Connectivity Issues - Newark
Incident Report for Linode
Postmortem

Postmortem Summary

At approximately 12:00:00 EST on February 21st, 2019, our monitoring systems detected widespread networking issues in our Newark, NJ data center. It has been determined that a power feed to one of the redundant data center routers (Router1) was interrupted. Router1 has full chassis power redundancy and runs in a redundant configuration with Router2. When Router1 came back online and reformed its adjacency with Router2, instability with some traffic flows were detected. Engineers immediately started to troubleshoot the impacted router and isolated the problem to a corrupted neighbor table on Router1. The table was flushed and service was restored.

Timeline of Events

12:00:00 EST - A-side power on Router1 interrupted

12:05:00 EST - Linode Network Operations alerted to widespread network-related data center outage

12:06:00 EST - Incident response plan activated

12:15:00 EST - Router1 back online, reachability issues in the DC still apparent

12:25:00 EST - VPC consistency verified on router pair

12:35:00 EST - FIB consistency verified on router pair

12:50:00 EST - Router1 isolated from WAN routing, no change to impacted connectivity

13:00:00 EST - Router2 isolated from WAN routing, no change to impacted connectivity

13:25:00 EST - Router2 adjacency table flushed, no change to impacted connectivity

13:30:00 EST - Router1 adjacency table flushed

13:35:00 EST - Service restored

Further Follow Up Still Needed

It is still not clear why we experienced a prolonged outage when a router was removed from the redundant pair. These routers have sustained many reboots during upgrades and are designed to maintain functionality when one is dropped from the pair. It is also not clear why it was necessary to flush Router1's adjacency table to restore connectivity when it came back up. Linode Network Operations plans to replicate the Newark environment in our lab and work with Cisco to find the root cause of these multiple failures.

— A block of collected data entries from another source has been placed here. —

PR #4446, opened 2016-01-28
Bulk annotations right panel

will-moore:
This is metadata "Bulk Annotations" PR https://github.com/openmicroscopy/openmicroscopy/pull/3875 rebased onto develop (actually it was on develop originally as https://github.com/openmicroscopy/openmicroscopy/pull/3863 but not merged).

Please see #3875 for main testing info.

NB: Also tweaked to add this under "Tables" collapsible tab. To test:
 - When "Tables" tab is not expanded, the data is not loaded.
 - When you expand the "Tables" tab, data will be loaded
 - If the "Tables" tab is expanded, selecting new Well will load new data.
 - "Info" should give tooltip (currently not working - known issue)

screen shot 2016-02-04 at 15 26 32

PR #4455, opened 2016-02-02
Populate metadata example

will-moore:
Now that the webclient will display bulk metadata for Plates #4446 (and Insight has done for some time), this gives users an example of how to use populate_metadata from within a python script to upload Table data to a plate from a csv.

To test:
 - try running the code sample, then check result in webclient (using PR https://github.com/openmicroscopy/openmicroscopy/pull/4446)

### DIFF
--- a/examples/Training/python/ROIs.py
+++ b/examples/Training/python/ROIs.py
@@ -91,8 +91,9 @@ ellipse.theT = rint(theT)
 ellipse.textValue = rstring("test-Ellipse")
 
 # Create an ROI containing 2 shapes on same plane
-# NB: OMERO.insight client doesn't support this
-# The ellipse is removed later (see below)
+# NB: OMERO.insight client doesn't support display
+# of multiple shapes on a single plane.
+# Therefore the ellipse is removed later (see below)
 createROI(image, [rect, ellipse])
 
 # create an ROI with single line shape
@@ -178,7 +179,7 @@ createROI(image, [point])
 
 
 def pointsToString(points):
-    """ Returns strange format supported by Insight """
+    """ Returns legacy format supported by Insight """
     points = ["%s,%s" % (p[0], p[1]) for p in points]
     csv = ", ".join(points)
     return "points[%s] points1[%s] points2[%s]" % (csv, csv, csv)
--- a/examples/Training/python/Tables.py
+++ b/examples/Training/python/Tables.py
@@ -12,10 +12,12 @@ FOR TRAINING PURPOSES ONLY!
 """
 
 import omero
+import os
 import omero.grid
 from omero.gateway import BlitzGateway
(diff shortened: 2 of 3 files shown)


joshmoore:
> Question: Do we want to try and provide more vanilla Python code for doing this (without using populate_metadata.py)? This will be quite a bit more complex.  However, we may still want this for Matlab or Java, (E.g. users asking how to do this from IJ)?

Options I can think of:

 * Turn this into a service (i.e. provide a cmd command)
 * Have a script which allows doing this
 * Allow use of the CLI from the client-side

will-moore:
Test fails https://ci.openmicroscopy.org/view/Failing/job/OMERO-DEV-merge-training/227/console
because the plate only has one Well, but test code expects 3 columns: A1, A2, A3.
```
File "/opt/hudson/workspace/OMERO-DEV-merge-training/OMERO.py/lib/python/omero/util/populate_metadata.py", line 423, in post_process
    well = well[well_column.values[i]]
KeyError: -1L
```

will-moore:
@sbesson Where can I fix the DEV-merge-training job to create a Plate with 3 columns instead of one?

@joshmoore Best solution might be to create a "Populate_Metadata.py" script, very similar to
https://github.com/ome/scripts/blob/develop/omero/import_scripts/Populate_ROI.py, which replicates the code in this PR, using a csv file that has been attached to the Plate/Screen. This would even allow regular users to run the script from Insight / Web / CLI.

sbesson:
@will-moore the training data is all generated using the script under https://github.com/sbesson/openmicroscopy/blob/develop/examples/Training/training_setup.sh. You should be adjust the SPW fake filename to match your new requirements /cc @ximenesuk

emilroz:
@will-moore this may be worth looking at: https://github.com/glencoesoftware/omero-user-scripts/blob/master/util_scripts/Populate_Metadata.py
It's not directly from a csv but from a File Annotation that holds a csv.

will-moore:
Thanks @emilroz that's perfect! @joshmoore do we want to add that script into the the main OMERO release, or leave it under glencoe scripts and point users there?

manics:
In case it's relevant there's a whole new `omero metadata` command on the way (e.g. https://github.com/openmicroscopy/openmicroscopy/pull/4037)

joshmoore:
> @joshmoore do we want to add that script into the the main OMERO release, or leave it under glencoe scripts and point users there?

 Better to copy it over, @will-moore.

jburel:
@will-moore: will you take care of the Java/matlab examples too?

simleo:
Looks good. Here is what I get on the right panel for the three wells (I've merged screenshots vertically to a single image):

tabular_data

joshmoore:
:thumbsup:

Posted 6 months ago. Feb 22, 2019 - 16:09 UTC

Resolved
We have been able to correct the issues affecting our Newark data center. We will be closely monitoring connectivity in the Newark data center to ensure our services remain stable. A full post-mortem of the event will be available at a later date.
Posted 6 months ago. Feb 21, 2019 - 20:31 UTC
Monitoring
We have been able to correct the issues affecting our Newark data center. We will be monitoring this issue to ensure our services remain stable.
Posted 6 months ago. Feb 21, 2019 - 19:05 UTC
Update
Our team is still investigating this issue. We will continue to provide additional updates as the issue develops.
Posted 6 months ago. Feb 21, 2019 - 18:36 UTC
Update
We're continuing to work to restore normal connectivity in our Newark data center, and we'll continue to provide updates here.
Posted 6 months ago. Feb 21, 2019 - 17:56 UTC
Investigating
We are aware of connectivity issues affecting Linodes in our Newark data center and are currently investigating. We will continue to provide additional updates as this incident develops.
Posted 6 months ago. Feb 21, 2019 - 17:18 UTC
This incident affected: Regions (US-East (Newark)).